When you ask authors what advice they have to writers trying to make it, they usually say stuff like “Write everyday,” “Hone your skills,” and “Don’t give up.” Yeah, they’re that vague and I swear they all do it. Those are true, and what I’m saying is a version of the don’t give up, but I’m hoping it’s a little more information for you 🙂
The odds are never in your favor. Even after you get stories published, an agent, even published, you still have to compete in the market and try to sell your book.
There are days when I look at it and wonder what the hell is the point of all this. My writing is to the point where people read the finished product, and have a few suggestions and catch some typos, but say it’s good, even if it’s not their cup of tea.
But that’s the first hurdle. Most of the writers sending stuff out aren’t good yet. Their stuff isn’t ready. I don’t mean riddled with typos. I mean, it’s bad writing. It’s wordy and has a ton of adverbs and modifiers for the word said. And then you get to the actual plot and it has no point, or ends with it all being a dream, it’s slow, the characters don’t draw you in, ect…
Once you are past that point, you’re not in yet, but you are on the brink. You’re the band who has made it out of the garage in Kentucky and is playing for tips in Nashville bars, trying to break out.

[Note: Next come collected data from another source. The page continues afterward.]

Issue #484, opened 2020-05-09
[API] Get the state of current experiments


fewdan:
## Feature Request

/experiments/state: Get the state of current experiments

See [here](https://app.swaggerhub.com/apis/ChaosMesh/chaos-server/1.0.0#trial) for details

After that? Once you have written a ton (most say you have to write a million words to learn how to write) and you can actually write a well written and crafted story, then you just keep trying. You keep submitting.
Because after that, it’s about being lucky. And the best way to increase your odds of getting that one roll of the dice, is to keep rolling the dice.
This isn’t Vegas. You don’t lose anything if you don’t get your number, so keep on rolling.